Rewarding employee loyalty with share option schemes
Whilst the lockdown has caused immense disruption and heartache, it has on countless occasions brought out the best in people. A number of business owners we speak to have highlighted how proud they are of their teams and staff and the way in which they have coped (and are still coping) in extremely challenging circumstances.
Finding ways to reward this loyalty will therefore be on the minds of a lot of employers. Inevitably cash always has an attraction but, as we pick ourselves up and dust ourselves down, cash bonuses simply may not be possible for some time to come. There are however other ways that staff can be rewarded for their commitment.
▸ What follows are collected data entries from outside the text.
PR #258, opened 2026-09-06
refactor(main): extract a composition root from index.ts

NorbertBodziony:
## What

`src/main/index.ts` was 1464 lines and the highest-churn file in the repo. Inside it,
`app.whenReady().then(async () => …)` spanned ~500 lines as an anonymous callback that built
20+ services and assigned them into **27 module-scope `let`s**.

Because construction had no named ordering, anything wired *before* the service it reads had to
take a **function** instead of a value — the footgun `src/main/AGENTS.md` already documents, since
`() => X | null` and `X | null` both type-check at every call site. Two concrete costs: **23
unreachable guards** throwing `"The account service is not ready."` for a manager assigned exactly
once, and a shutdown sequence of thirteen `?.`-guarded lines in a hand-maintained order that
nothing linked to construction.

The callback moves **whole** into `createApplicationServices()` in a new file. Not "split into
stages" — one function, because `let x: T | null` assigned and then passed to a non-null parameter
compiles only through control-flow narrowing inside a single function body. A split would break
every one of those; a single function makes the hazard disappear rather than mitigating it.

| File | Lines | Role |
| --- | --- | --- |
| `application-services.ts` | 560 | new — the composition root, construct-only |
| `main-window.ts` | 402 | new — every `BrowserWindow`, renderer URLs, menu, bounds recorder |
| `development-remote-bootstrap.ts` | 138 | new — the dev-only `OPENBOT_DEV_REMOTE_ROLE` account and connection |
| `teardown-registry.ts` | 79 | new — the only genuinely new logic |
| `teardown-registry.test.ts` | 57 | new — 4 cases |
| `session-configuration.ts` | +50 | gained `configureApplicationProtocol`; `remoteServers` is now a value |
| `index.ts` | **1464 → 595** | dispatcher, lifecycle, deep links, shutdown |

Module-scope `let`s: **27 → 11**. (The plan predicted 13; `mainWindow`/`mainWindowLoad` became
fields of a `const` holder instead.)

`registerIpcHandlers` and all 16 registrar calls **stay in `index.ts`**, so `DISPATCHER_MODULE` in
`ipc-channel-coverage.test.ts` and its assertion are untouched. No existing test file changes.

## Two deliberate behaviour changes

Both are in `teardown-registry.ts` and both are why the file exists:

1. **Every step is caught individually.** `prepareForShutdown` had no `try`, so a rejecting
   `remoteServers.stop()` skipped the host, the WebRTC bridge and the agent service below it —
   and `.finally(() => app.quit())` quit anyway, leaving provider CLIs as orphans.
2. **A step registered after `runAll` still runs.** `before-quit` does not abort the `whenReady`
   callback (pre-existing), so construction keeps going during teardown. A service built in that
   window would otherwise leak a listening socket or a child process; its step is chained onto the
   run in progress instead of dropped.

Shutdown order is **preserved byte-for-byte**. Steps carry an explicit ordinal rather than running
LIFO, because today's order is largely *construction* order and not its reverse: the browser host
is destroyed before the picture-in-picture window holding it, and the provider runtimes stop before
the agent service that owns them. Reversing it would move the browser's cookie and state flush
behind a potentially slow agent stop — a real data-loss window, not taken here.

## Cleanups this unlocked

- 21 `throw "The account service is not ready."` + 2 null-ish fallbacks → direct arrow calls. The
  `TeamWebRtcClientTransport` literal drops from 53 lines to ~17.
- `getRemoteServerManager` is the one accessor that converts to a value; both `!remoteServers`
  branches in `session-configuration.ts` and their doc comment are deleted.
- `browserAlreadyDestroyed` / `destroyBrowserForShutdown` deleted — `BrowserHost.destroy()` is
  memoized. Verified idempotent likewise: `UpdateService.stop()`,
  `BrowserPictureInPicture.destroy()`, `DynamicIslandWindowController.destroy()`,
  `MacHapticFeedback.destroy()`.
- `IpcHandlerDependencies` deleted; `registerIpcHandlers` takes `ApplicationServices` directly.
  After the merge with `main` it does so through #256's `registerIpcGroups`, whose group coverage
  is compiler-checked - so that half of the conflict resolution is verified by `tsc`, not by eye.

Accessors that **stay** functions are the genuinely lifetime-nullable ones, each with a comment
saying so: `getMainWindow`, `takePendingInvite`, `resolveOwner`/`resolveAgent`, `getLocalHostId`,
`getSignedInUser`, the three `getRemoteDesktop*` options.

## Surfaces touched

Desktop main process only. No renderer, mobile, web, `remote/api`, IPC contract, migration or
schema change — hence no `mock-openbot.ts` counterpart. Docs updated: `src/main/AGENTS.md` (Size
table, the function-versus-value paragraph) and
`.agents/skills/release-upgrade-safety/references/surfaces.md`, which named `index.ts` as the home
of the file-name constants.

## Verification

`bun run lint` (5 warnings, all pre-existing `no-module-mocking` in `apps/mobile`) and
`bun run typecheck` (11/11 projects) are green. Targeted tests:

```
teardown-registry     4 passed
ipc-channel-coverage 14 passed
host-service         12 passed
main-window-state    11 passed
```

**Watch-it-fail**: all four `teardown-registry` cases were broken and confirmed red for their own
reason before restoring. One caveat worth stating rather than hiding — *"runs each step once when
shutdown is requested twice"* only goes red when **both** the `#closed` memo guard and
`this.#steps = []` are removed. It protects the property, not a single line. Reshaping it to fail
on one line would make it test less.

`createApplicationServices()` **cannot be credibly unit-tested**: it would need a mocked `electron`
plus 20 real services opening SQLite, spawning processes and binding listeners. The test would
assert its own mocks. `tsc` covers the type-level half; the ordering half has no automated check,
so the manual gate below is the real one.

### Manual gate, run against a real dev instance

- **Cold start, restored session** (`OPENBOT_DEV_REMOTE_ROLE=host`) — account, local host server,
  agents, attachments and the Dynamic Island surface all up; zero errors in the main log.
- **Close all windows → `activate` rebuild** — new window target id, fully functional. This is the
  check for the stale-window hazard and the single lazy `getServices()` handle that replaced eleven.
- **Quit after startup** — exit code 0 and the `grok`/`codex` provider processes died. They are
  reparented rather than killed by a dying parent, so their death *is* the evidence the registry's
  provider step ran.
- **Quit during startup** — **no orphaned providers**, which is exactly what the late-push rule was
  added for. The process itself stayed alive on `dialog.showErrorBox`; that `.catch` block is
  byte-identical to `main`, so it is pre-existing and out of scope.
- **`OPENBOT_DEV_REMOTE_ROLE=client`** — connected to the host and issued remote calls.

The client run logged two `RemoteProtocolError`s (`agent:list-models`, `browser:set-visible`). Not
assumed pre-existing — the same scenario was rerun on `33bd4971`: **2 errors on base, 2 on this
branch, same handlers, same cause** (`decodeAgentModelOptions`, `ensureCompatibility` — neither
touched here).

## Known limits

- ~~**Risk 2 is narrowed, not eliminated.**~~ **Fixed in `0bbc4bfa`** after review flagged it P1.
  `createApplicationServices` returns `appliedAccount` — the state it read and bound the local host
  to — and the entry point adopts it as the active analytics/remote principal, then replays the
  current state through `forwardCentralAuth` when status or principal id moved on during
  construction. Conditional on purpose: an unconditional replay would repeat `syncRemoteHosts()` on
  every signed-in cold start, since `remoteServers.initialize()` already syncs. Not fixed by moving
  the `on("changed")` subscription later, which would drop the `centralAuthGeneration` bookkeeping.
- **A teardown step registered after `runAll` has returned is unawaited** (review P2, accepted).
  Ordinal placement and awaiting during an active drain are fixed; closing the last gap needs
  construction to abort on `before-quit`, which is the separate commit below.
- Twelve services are never torn down at all today (`store`, `teamStore`, `mailbox`, `analytics`,
  `hostedSites`, …). Registry pushes go only where a teardown call already existed; adding one is
  out of scope.
- Adding a `shutdownStarted` check at construction boundaries so `before-quit` can abort the
  callback is a separate commit.

## Approvability

Auto-approvable: no `biome-ignore`, no `@ts-expect-error`/`@ts-ignore`, no `biome.json` overrides
or unregistered plugins, no widening to `any`/`unknown`, no assertion past a checker.

Model: Claude Opus 5. Harness: Claude Code CLI.


NorbertBodziony:
Both findings are real. Fixed in `0bbc4bfa`, then merged with `main` in `b224d795`.

**P1 — account changes lost during construction.** Correct, and it is the plan's Risk 2 widened rather than narrowed: `forwardCentralAuth` reaches the host, the remote servers and analytics only through `services`, so a sign-in settling while `remoteServers.initialize()` awaits was dropped with nothing to replay it.

Took the first of the two suggested remedies. `createApplicationServices` now returns `appliedAccount` — the state it read at `application-services.ts:414` and bound the local host to. After `services = built`, the entry point adopts that account as `activeAnalyticsPrincipalId` / `activeRemotePrincipalId` (construction attributed the flushed analytics to it, so it *is* the active principal, and those two decide whether the next account change clears analytics and disconnects the previous sessions), then replays the current state through `forwardCentralAuth` when status or principal id has moved on since.

Deliberately conditional. An unconditional replay would repeat `syncRemoteHosts()` on every signed-in cold start — `remoteServers.initialize()` already calls `#syncWebRtcHosts()` — which is a behaviour change this PR should not carry. Not fixed by moving the `on("changed")` subscription later, which would drop the `centralAuthGeneration` bookkeeping.

**P2 — late teardown steps.** Both sub-claims were right, and the second contradicted the module doc, so the doc was not the thing to fix.

Did not take the seal signal: `before-quit` awaiting construction would block a quit behind a startup that can poll for 30s in `OPENBOT_DEV_REMOTE_ROLE=client`. Instead the drain now holds its remaining steps in `#pending`, and a `push` arriving while it runs is spliced into that array at its ordinal position rather than appended to the tail. That fixes the ordering claim, and because the drain `shift`s from the same array, such a step is now inside the promise `before-quit` awaits — closing the first sub-claim for the window that matters.

What remains genuinely best-effort is a push arriving after `runAll` has returned. Closing that needs construction itself to abort on `before-quit`, which it does not do today (pre-existing, and named as a separate commit in the plan). The module doc now says exactly this instead of claiming a guarantee it cannot keep.

`teardown-registry.test.ts` covers the ordinal placement — the existing late-push case was widened rather than a new one added. Watched it fail first: with `push` restored to tail-chaining it reports `[browser, agents, remote servers]` against the expected `[browser, remote servers, agents]`.

**Merge with `main`.** `#256` landed the compiler-checked `registerIpcGroups` mirror and renamed `ipc/register-*-handlers.ts`. Resolved to main's shape and the new module names, keeping this branch's `ApplicationServices` parameter, `windowHolder`-backed `getMainWindow` and non-optional `analytics`. The service imports sitting beside the ipc ones on main stay dropped — they live in `application-services.ts` now. `registerIpcGroups` type-checks the group coverage, so the resolution is compiler-verified.

Local: `lint` clean (5 pre-existing `apps/mobile` warnings), `typecheck` 11/11, and `teardown-registry`, `ipc-channel-coverage`, `ipc/define-ipc-group`, `host-service`, `main-window-state` all pass.

/norbiai review

NorbertBodziony:
Agreed on the remaining P2, and not disputing it — no `/norbiai review` here.

A push arriving after `runAll` has returned is unawaited, and neither remedy fits this PR:

- **Sealing** makes `before-quit` wait for construction to finish. `OPENBOT_DEV_REMOTE_ROLE=client` polls for the host connection file for 30s before throwing, so a quit during that window would hang for up to 30s.
- **Aborting construction** is the right fix, but it changes the startup failure path, which this PR deliberately leaves alone. The plan scoped it to a separate commit for that reason.

Recording the shape so the follow-up does not have to rediscover it: `teardown.push` is already the abort boundary. It is called immediately after every service that owns a resource is created, so it needs no new stage boundaries in what is deliberately one function — a `push` on a closed registry can tear the just-built service down and abort the rest of construction from there. The catch to get right is `createApplicationServices` rejecting: the entry point currently surfaces a startup failure with `dialog.showErrorBox`, and a quit-during-startup must not raise a modal on the way out. That distinction is the actual work, and it is why it is not bundled here.

Until then the module doc states the limit rather than claiming the guarantee.

All eight checks green on `b224d795`.

NorbertBodziony:
Smoke run on the merged head `b224d795` — the plan's manual list, which is the real gate here since `createApplicationServices` cannot be credibly unit-tested. Driven against a dev instance with `dev:automation` and CDP.

| Check | Result |
| --- | --- |
| Cold start, restored session | Both windows built. Renderer fully loaded: server list, chat list, conversation, attachments, routines. Signed in as `openbot-dev-host`, local host bound and `[pressed]`, email redacted in the a11y tree. |
| Cmd+Q after startup | Apple Event → `before-quit`. App `stopped with code 0`, no teardown errors, instance registry cleaned. |
| Orphans after quit | Zero. No surviving child of the main process, nothing left under the worktree. |
| Close all windows → dock activate | `window-all-closed` correctly did not quit. `activate` rebuilt the main window under a **new** CDP target id, and the rebuilt window snapshots with the host still bound — so the holder nulled and `ensureMainWindow` rebuilt, and IPC reaches the new window. |
| Quit **during** startup | Quit fired 471 ms after the Electron main process appeared, inside construction. Clean exit code 0, no hang, no error modal, zero orphans. |

The two `mach_port_rendezvous` ERROR lines in that last run come from a Chromium helper noticing its parent exited first (`No rendezvous client, terminating process (parent died?)`) and self-terminating — a consequence of quitting mid-launch, not an app teardown failure.

**Honest gaps.** The cold start ran against a signed-in profile, so `appliedAccount` was `signed_in` and the reconcile took the no-change branch — the *racing* branch, where the account settles after construction reads it, is still not deterministically reproducible and remains unexercised. Signed-out cold start and the two `OPENBOT_DEV_REMOTE_ROLE` runs were done pre-merge and not repeated; #256 touched IPC registration only, not those paths.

One such method is using share option schemes. Share option schemes are a tried and tested means of rewarding employee loyalty and can be structured as ‘exit only’ so that the employee concerned will only ever hold the shares for a moment in time before a sale of the company. This reduces many of the complications and risks that arise from issuing shares to employees prior to an exit. Certain share schemes, where implemented correctly, also benefit from favourable tax treatment, enabling future growth in the value of the shares to qualify for capital rather than income treatment.
Below is a list of some of the more common schemes available:
- Enterprise Management Incentives (EMI) – this is a scheme benefiting from favourable tax treatment aimed at smaller trading companies, allowing share options to be granted to employees up to a £250,000 individual limit.
- Company Share Option Plans (CSOPs) – CSOPs are similar to EMI schemes but are not subject to all the same qualifying restrictions and so may be available to companies and employees where an EMI is not. CSOPs are though subject to a far lower individual limit of £30,000, do not benefit from any special rules regarding entrepreneurs’ relief and are subject to greater restrictions than EMI options when it comes to the terms upon which they can be granted.
- Unapproved options – whilst they do not benefit from favourable tax treatment, they are still used where EMI or CSOPs are not available.
- Phantom share options – these are simply cash awards linked to the value of a company’s shares, which often look and feel like share options, yet are taxed like a cash bonus.